## [What to produce]
Only the lines containing the string "github" are needed; copy all of them from the listing.
===
PR #2851, opened 2023-09-17
Drop private imports on `test_utils.py`

T-256:
# Summary

closes https://github.com/encode/httpx/issues/2492

`get_ca_bundle_from_env` moved to where it's calling.

# Checklist


tests/test_utils.py
```diff
@@ -1,21 +1,14 @@
...
-    URLPattern,
-    get_ca_bundle_from_env,
-    get_environment_proxies,
-    guess_json_utf,
-    is_https_redirect,
-    obfuscate_sensitive_headers,
-    parse_header_links,
-    same_origin,
-)
+from httpx._utils import guess_json_utf  # has not any trace in public api
```
T-256, line 11: It has not any trace in public api.

tests/test_utils.py
```diff
@@ -3,18 +3,13 @@
...
-    URLPattern,
-    get_ca_bundle_from_env,
-    get_environment_proxies,
-    guess_json_utf,
-    is_https_redirect,
-    obfuscate_sensitive_headers,
-    parse_header_links,
-    same_origin,
+    get_ca_bundle_from_env,  # catching `ssl.SSLError` is insufficient.
+    guess_json_utf  # has not any trace in public api.
```
T-256, line 12:
```suggestion
    guess_json_utf,  # has not any trace in public api.
```

T-256:
Done

karpetrosyan:
Please optimize the number of git commits. 
You can even do fewer commits or force push them at the end so that we only see a few commits rather than the commit army.
I believe it will make the pull request more attractive and easier to review.

T-256:
> but switch to using private _accessors_.

previous PR like [this](https://github.com/encode/httpx/pull/2850/files#diff-d0fbc1167934498ad6894c6a6c6281f3bb91e979cf12502cf0c93090219acc98R37) also used private accessor, so I thought it's no problem using them in tests at all.

T-256:
close in favor of separating to chunks...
===
## [Answer below]
closes https://github.com/encode/httpx/issues/2492
previous PR like [this](https://github.com/encode/httpx/pull/2850/files#diff-d0fbc1167934498ad6894c6a6c6281f3bb91e979cf12502cf0c93090219acc98R37) also used private accessor, so I thought it's no problem using them in tests at all.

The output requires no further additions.